04:04Si j'ai pu louer ce théâtre, c'est parce que c'est avec son héritage.
04:08Donc, en vendant la maison qu'on avait, dans mon histoire,
04:11j'ai passé le moment où ça y est, je peux en parler sans m'effondrer.
04:16Donc, j'avais envie de parler de lui et j'avais envie de dire aux gens
04:18qui traversent un deuil, on s'en remet, on peut rire.
04:22Et même si on ne s'en remet jamais vraiment,
04:24on apprend à vivre avec et on va rire à nouveau.
04:26Je suis sûre qu'il est là ce soir.
04:28Papa ? Papa, t'es là ?
04:33Tu parles d'agression sexuelle, de viol.
04:36Pourquoi tu as voulu mettre ça dans ton spectacle ?
04:38Est-ce que tu dis bien que tu ne l'avais dit à personne autour de toi ?
04:42Et pourquoi tu as voulu le dire sur scène, en fait ?
04:44Je n'avais pas envie d'être cataloguée comme la fille à qui c'est arrivé.
04:48Et puis, quand la lâcheté devient trop forte,
04:49je me dis qu'il faut que je le dise.
04:51Et à ce moment-là, je me dis, d'accord, mais comment je vais le dire ?
04:53C'est là qu'est venue l'idée d'en parler dans un spectacle
04:56où je maîtrise mes mots, je maîtrise la façon dont ça sort
05:00et tout ce que je dis, et c'est moi qui le fais comme je veux.

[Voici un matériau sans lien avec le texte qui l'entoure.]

PR #6831, opened 2021-10-28
scr/pytohn/CRABInterface supports py3

mapellidario:
Fixed #6830 

#### overall information

Status: Work in progress

This PR should be merged after merging #6828 

This PR does **not** support py2.

#### details

TDL:
- [x] futurize (all changes suggested by futurize have been vetted. many have been discarded as not necessary, some have been implemented)
- [x] `pylint --py3k` (pylint does not report problems regarding py3 compatibility)
- [x] manual check of known problems that futurize and pylint do not see (`pickle`, `open()` files from disk, access to exception properties, ...)

Open questions:

- [ ] RESTTask.y: use of `str()`
- [ ] Utilities.py: use of `io.BytesIO()` . do we need to convert back yo py3 `str`?

PR #6836, opened 2021-10-29
remove all calls to panda stuff in the code

belforte:


src/python/CRABInterface/Regexps.py
```diff
@@ -103,7 +103,6 @@
 RX_DN = re.compile(r"^/(?:C|O|DC)=.*/CN=.")
 ## worker subresources
 RX_SUBPOSTWORKER = re.compile(r"^(state|start|failure|success|process|lumimask)$")
-RX_SUBGETWORKER = re.compile(r"jobgroup")
```
mapellidario, line 106: @belforte this regex is used in https://github.com/dmwm/CRABServer/blob/8dcb7a5d4bc0ed4af0fd39ec9f7cc69a1d15f7cc/src/python/CRABInterface/RESTWorkerWorkflow.py#L55
since you removed this regex, i assume that this uses for it is absolete. can i remove this line?

belforte: ??? I think that you removed that regexp, not me: https://github.com/dmwm/CRABServer/pull/6831#pullrequestreview-794691213
too many change at same time ?

mapellidario: My changes in #6831 are a consequence to this change of yours in this merged PR.
Since this PR removed `RX_SUBGETWORKER` from `CRABInterface/Regexps.py`, then in #6831 I had to removed it from the imports. It was failing otherwise.

PR #6841, opened 2021-10-29
make BanDestSites py3 compat

belforte:


mapellidario:
Hi @belforte, do we have a strong reason to use urllib3? Because otherwise i would rather settle on `urllib`, which is provided by py3 std library. One less package we depend on

belforte:
yeah urllib3 was just a bad mistake. hope it is ok now.

PR #6852, opened 2021-11-09
upload new logstash config version

ddaina:
putting it now here so that it does not disappear, but it needs to be cleaned.


belforte:
I do not think a review was needed. Main problem was that I did not know where exactly to find this file. Thanks for keeping it up to date !

PR #6861, opened 2021-11-15
better logging of acquired publication files. Fix #6860

### LINKED ISSUE #6860: fix reporting from Publisher of tasks with >1K aquired files
see: https://github.com/dmwm/CRABServer/issues/6849#issuecomment-965513384
we nee to either change parsing in logstash or change Publisher log to avoid the additional `(***)` which currently flags task with more than 1K acquired files to be published.

All in all I am for removing those stars since the Grafana plot would now clearly show such situation.
Since this is not critical, I will only change in python3 branch and will be in production when me move Publisher and TW to Py3.

@ddaina FYI (sine I pinged you on this in #6849)

belforte:


ddaina (approved):
lgtm

PR #6874, opened 2021-11-22
get task (DAG) status form sched. Fix #6869

### LINKED ISSUE #6869: do not look up DAG status via REST in Publisher
while porting REST to python3 we found that the Publisher has some
very old way ot doing things, and uses REST HTCondorDataWorkflow API
which extracts the node_state.txt file form the schedd and parses it to
tell task status.
Such code breaks in python3 version of the REST (https://github.com/dmwm/CRABServer/issues/6830#issuecomment-968081218)
And such code clearly predates the introduction of condor log parsing in the task_process and the creation of cache_status.txt and now cache_status.pkl which is py3 compatible and contains the already parsed and sumamrized DAG status.

The best solution seems to me to do like in CRAB Client. The Publisher should fetch cache_status.pkl from the sched and avoid calling the REST. At least if there is a probelm in talking with the sched, it will be in an easy-to-look-at place.

Eventually we can move the status_cache to S3 and get rid of the http server in the scheds.. another story.

belforte:


belforte:
FYI @mapellidario currently running this Publisher on crab-dev-tw01 from my branch with `./start.sh -g`

belforte:
works well in tests, but need to find some way to test more extensively for automatic splitting, i.e. submit realistically large tasks.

05:02Je me suis dit, ce qui serait encore mieux, c'est d'arriver à en faire rire.
05:05Ce qui va être très dur à l'écriture,
05:06et je crois que c'est le sketch le plus dur que j'ai eu à écrire,
05:09parce qu'en plus, il y a fait de bon.
05:10J'écris, donc je me souviens, j'écris tout ce qui m'était arrivé.
05:13Là, je le joue tous les soirs, donc tous les soirs, je revis mes agressions.
05:16Mais j'ai décidé d'en faire rire comme ça.
05:19Le message à laisser, c'était, ça ne nous détermine pas.
05:21Si ça vous est arrivé, ça ne vous détermine pas.
05:24On va en rire ensemble et on va continuer à rire.
05:27Et on ne va pas laisser un cauchemar nous anéantir.
05:28On ne va pas donner ce pouvoir-là à nos agresseurs.
05:31Au contraire, on va continuer à vivre et on va se battre et on va être heureuse.
05:35Et ça, c'est la plus grande leçon de vie.
05:37Et je le dis aux gens, moi, je suis heureuse.
05:39Malgré ce cauchemar, je suis très heureuse.